Whipped: An Arthur Beauchamp Novel(18)
“Okay, give me a minute to get my head organized. I am two minutes away from my hotel . . . Did I tell you I’d be in Montreal at the Wildlife conference? Anyway, the weather’s brutal here.” As if to underscore that observation, there was a loud thunderclap.
“Then I shall ring you back.”
“No! Just . . . just talk to me.”
“My goodness. Are you feeling okay, darling?”
“Never better. I love dodging lightning bolts. No, I’m fine, really. Just need to share a delightful tidbit. How’s your weather?”
“Sublime. The heavens are ablaze, the evening thrushes are competing with a chorus of pond frogs. I am on the veranda, witnessing a majestic sunset — a nine point five at least. The sun is just about to sneak behind that lovely old arbutus on the point — your favourite tree.”
“Don’t be cruel, Arthur.”
“Now, as Apollo’s fiery fingers reach beneath Flora’s swirling skirts, he hurls his golden shafts across the gentle fields of Blunder Bay.” Then came a burst of Latin poetry, lyrically translated: “‘Come trip it, Fauns, and Dryad maids withal, ’tis of your bounties I sing.’” The master curmudgeon was in a rare ebullient mood.
The St. James Hotel, a grand stone-faced monarch, loomed from the gloom, its warm lights beckoning, as Arthur poured forth like the rain. “‘Come, Minerva, thou virgin goddess of magic. Come gods and goddesses all, whose love guards our fields . . .’ Atrociously garbled, I’m afraid, I used to have it down. Virgil’s hymn to the rustic gods.”
“Why are you so happy?”
“Well, the sunset, hearing your voice, and . . . to tell the truth, I’m not sure. I’m not finding it as much fun being the island grouch.”
“Heavens be praised.”
“Tell me about the crazy wild thing. I’m sitting.”

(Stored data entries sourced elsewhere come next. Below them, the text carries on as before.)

PR #3599, opened 2024-11-19
Add oidc certificate and configs for queryserver

ti-afra:
## For PR author

- [ ] Tests for change.

## For PR reviewers

- [ ] Appropriate labels:

### DIFF
--- a/pkg/controller/apiserver/apiserver_controller.go
+++ b/pkg/controller/apiserver/apiserver_controller.go
@@ -18,6 +18,7 @@ import (
 	"context"
 	"fmt"
 
+	"github.com/tigera/operator/pkg/render/common/authentication"
 	corev1 "k8s.io/api/core/v1"
 	"k8s.io/apimachinery/pkg/api/errors"
 	"k8s.io/apimachinery/pkg/api/meta"
@@ -292,8 +293,10 @@ func (r *ReconcileAPIServer) Reconcile(ctx context.Context, request reconcile.Re
 	var applicationLayer *operatorv1.ApplicationLayer
 	var managementCluster *operatorv1.ManagementCluster
 	var managementClusterConnection *operatorv1.ManagementClusterConnection
+	var keyValidatorConfig authentication.KeyValidatorConfig
 	includeV3NetworkPolicy := false
 	if installationSpec.Variant == operatorv1.TigeraSecureEnterprise {
+		trustedBundle = certificateManager.CreateTrustedBundle()
 		applicationLayer, err = utils.GetApplicationLayer(ctx, r.client)
 		if err != nil {
 			r.status.SetDegraded(operatorv1.ResourceReadError, "Error reading ApplicationLayer", err, reqLogger)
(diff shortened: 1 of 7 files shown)


pkg/controller/apiserver/apiserver_controller.go
```diff
@@ -382,6 +383,43 @@ func (r *ReconcileAPIServer) Reconcile(ctx context.Context, request reconcile.Re
 	// Render the desired objects from the CRD and create or update them.
 	reqLogger.V(3).Info("rendering components")
 
+	var authenticationCR *operatorv1.Authentication
+	// Fetch the Authentication spec. If present, we use to configure user authentication.
```
rene-dekker, line 387:
```suggestion
	// Fetch the Authentication spec. If present, we use it to configure user authentication.
```

pkg/controller/apiserver/apiserver_controller.go
```diff
@@ -382,6 +383,43 @@ func (r *ReconcileAPIServer) Reconcile(ctx context.Context, request reconcile.Re
...
+				err, reqLogger)
+			return reconcile.Result{}, err
+		} else if certificate == nil {
+			reqLogger.Info(fmt.Sprintf("Waiting for secret '%s' to become available", secret))
+			r.status.SetDegraded(operatorv1.ResourceNotReady,
+				fmt.Sprintf("Waiting for secret '%s' to become available", secret),
+				nil, reqLogger)
+			return reconcile.Result{}, nil
+		}
+		trustedBundle.AddCertificates(certificate)
```
rene-dekker, line 417: Theoretically speaking, trustedBundle can be nil here. I'd suggest creating the bundle after this line:

```
if installationSpec.Variant == operatorv1.TigeraSecureEnterprise {
trustedBundle = certificateManager.CreateTrustedBundle()
```

Then change the following line:

```
- trustedBundle = certificateManager.CreateTrustedBundle()
+ trustedBundle.AddCertificates(prometheusCertificate)
```

ti-afra: thanks for catching this :+1:

pkg/render/common/networkpolicy/networkpolicy.go
```diff
@@ -92,6 +93,49 @@ func CreateSourceEntityRule(namespace string, deploymentName string) v3.EntityRu
...
+
+	oidcEgressRules = append(oidcEgressRules, v3.Rule{
+		Action:      v3.Allow,
+		Protocol:    &TCPProtocol,
+		Destination: OIDCEntityRuleExternal,
+	})
+
+	hostnameParts := strings.Split(hostname, ".")
+
+	if len(hostnameParts) == 2 {
```
rene-dekker, line 122: This will turn an external host "idp.org" into a service of ns=idp and name=org. Is that really desirable?

ti-afra: it will, but there is not rule saying that your namespace cannot be called "org" :grin:
I thought this is not a bad compromise unless we want to query the cluster and check if namespace `org` already exists or not.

Margaret kept the phone to her ear, hurrying past the doorman. “Okay, Lou Sabatino. He’s the reporter who did that Montreal waterfront exposé? Put a hold on that, I’m almost in an elevator.” She was joined by two couples, and put Arthur on hold.

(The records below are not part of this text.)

PR #3601, opened 2024-11-19
Adjust connection controller and how it handles the license and network policy

tmjd:
## For PR author

- [ ] Tests for change.

## For PR reviewers

- [ ] Appropriate labels:

### DIFF
--- a/pkg/controller/clusterconnection/clusterconnection_controller.go
+++ b/pkg/controller/clusterconnection/clusterconnection_controller.go
@@ -17,15 +17,11 @@ package clusterconnection
 import (
 	"context"
 	"fmt"
-	"net"
 
-	"github.com/tigera/operator/pkg/url"
 	"golang.org/x/net/http/httpproxy"
 	v1 "k8s.io/api/apps/v1"
 	metav1 "k8s.io/apimachinery/pkg/apis/meta/v1"
 	"k8s.io/apimachinery/pkg/labels"
-
-	"github.com/go-logr/logr"
 
 	corev1 "k8s.io/api/core/v1"
 	k8serrors "k8s.io/apimachinery/pkg/api/errors"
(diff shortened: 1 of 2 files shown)


pkg/controller/clusterconnection/clusterconnection_controller.go
```diff
@@ -410,8 +410,8 @@ func (r *ReconcileConnection) Reconcile(ctx context.Context, request reconcile.R
 		return reconcile.Result{RequeueAfter: utils.StandardRetry}, nil
 	}
 
-	// Ensure the allow-tigera tier exists, before rendering any network policies within it.
-	includeV3NetworkPolicy := false
+	// Ensure the allow-tigera tier exists and can support enterprise policy, before rendering any network policies within it.
+	includeEgressNetworkPolicy := false
```
pasanw, line 414: The current implementation gates whether or not we try to render network policy based on whether the tier is present. I'm wondering if we should just change this so that it gates based on whether the license is present. 

I think this achieves the same result as what you've suggested, but the code would read a bit simpler. We would switch the tier check and the license check, e.g.
```
	includeV3NetworkPolicy := false
	if license, err := utils.FetchLicenseKey(ctx, r.Client); err != nil {
		if !k8serrors.IsNotFound(err) {
                   // error
		}	
	} else {
		includeV3NetworkPolicy = true


		if err := r.Client.Get(ctx, client.ObjectKey{Name: networkpolicy.TigeraComponentTierName}, &v3.Tier{}); err != nil {
			// error
		}

		if egressAccessControlRequired(managementClusterConnection.Spec.ManagementClusterAddr, r.resolvedPodProxies, log) {
			if !utils.IsFeatureActive(license, common.EgressAccessControlFeature) {
				// error
			}
		}
	}
```

pasanw: The only time it's not required is if the management cluster host is a domain rather than an IP. I want to say that we should not expect to see a user who uses an IP for their mgmt cluster host and also has a license that does not include EgressAccessControl... but I can't guarantee it?

Nitpicking here, but if we want to proceed without network policy if either license or tier is not found, maybe it could be structured like this?
```
	license, err := utils.FetchLicenseKey(ctx, r.Client)
	if err != nil {
		if !k8serrors.IsNotFound(err) {
			// error
		}
	}
	licenseFound := err != nil
	
	if err := r.Client.Get(ctx, client.ObjectKey{Name: networkpolicy.TigeraComponentTierName}, &v3.Tier{}); err != nil {
		if !k8serrors.IsNotFound(err) {
			// error
		}
	}
	tierFound := err != nil


	
	includeV3NetworkPolicy := false
	if licenseFound && tierFound {
		// check license feature
		
		includeV3NetworkPolicy = true
	}

```

tmjd: I've asked about licenses with limited feature sets and it sounds like we've never given anything like that out to customers, so I think we can safely not worry about the edge case of a managed cluster without the EgressAccessControl feature.

pasanw: Got it - I'm good if we remove the extra logic. I think some of the structure nits I spoke about above could still apply regardless, but I'll leave it up to you to decide on the final structure

pasanw (approved):

rene-dekker (approved):
lgtm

On exiting on the fifth floor, she had a brief blank moment, then finally remembered her room number. We’re both on the same floor . . . She sped down the corridor. “Anyway, I just met with Lou this evening. Wait, I’m having trouble with the key card.” She finally pushed the door open, put the phone on speaker, and set it down and plugged it in, its battery low.
“What are you doing now?”
“I’m undressing, Arthur.” Teasingly: “I am taking everything off.”
“An image that eclipses even the glories of my sunset.”

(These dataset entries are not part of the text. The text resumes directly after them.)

PR #3610, opened 2024-11-22
Ensure CRDs are created on boot

caseydavenport:
## Description

Make sure CRDs exist early in bootup, as we require these CRDs to be present in order to launch controllers.

## For PR author

- [ ] Tests for change.

## For PR reviewers

- [ ] Appropriate labels:

### DIFF
--- a/cmd/main.go
+++ b/cmd/main.go
@@ -104,31 +104,34 @@ func main() {
 	var sgSetup bool
 	var manageCRDs bool
 	var preDelete bool
+	var variant string
 
 	// bootstrapCRDs is a flag that can be used to install the CRDs and exit. This is useful for
 	// workflows that use an init container to install CustomResources prior to the operator starting.
 	var bootstrapCRDs bool
 
-	flag.BoolVar(&enableLeaderElection, "enable-leader-election", true,
-		"Enable leader election for controller manager. "+
-			"Enabling this will ensure there is only one active controller manager.")
-	flag.StringVar(&urlOnlyKubeconfig, "url-only-kubeconfig", "",
-		"Path to a kubeconfig, but only for the apiserver url.")
-	flag.BoolVar(&showVersion, "version", false,
-		"Show version information")
-	flag.StringVar(&printImages, "print-images", "",
-		"Print the default images the operator could deploy and exit. Possible values: list")
-	flag.StringVar(&printCalicoCRDs, "print-calico-crds", "",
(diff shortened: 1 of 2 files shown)


cmd/main.go
```diff
@@ -345,6 +345,15 @@ func main() {
 	}
 	setupLog.WithValues("provider", provider).Info("Checking type of cluster")
 
+	// If configured to managed CRDs, do a preliminary install of them here. The Installation controller
```
coutinhop, line 348:
```suggestion
	// If configured to manage CRDs, do a preliminary install of them here. The Installation controller
```

cmd/main.go
```diff
@@ -269,6 +274,20 @@ func main() {
 		os.Exit(1)
 	}
 
+	// If configured to managed CRDs, do a preliminary install of them here. The Installation controller
```
coutinhop, line 277: typo: managed -> manage?

coutinhop (approved):

cmd/main.go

Margaret was pleased with this vastly improved version of her husband. She began a long, spirited discourse as she peeled, everything wet, her panties sticking to her. She opened a Malbec she’d bought earlier, poured a glass, and picked up her BlackBerry again.
Arthur listened in silence to her recitation of the Sabatino exposé, apparently struck dumb, though she’d expected him to burst into laughter. By the time she finished he was his old sober self, and commenced a meticulous cross-examination, requiring her to retell every word spoken, pertinent or not. Margaret, aching for a hot shower, guzzled the wine.
“When was this video made?”
“It’s date-stamped January sixth. That was a Sunday.”
“Let me understand. This Svetlana person claims she was betrayed by Farquist? She was too old to be his mother?”
“I know it sounds a little . . .”
“Preposterous is the word I think we’re looking for. ‘I helped him through it.’ She also said that?”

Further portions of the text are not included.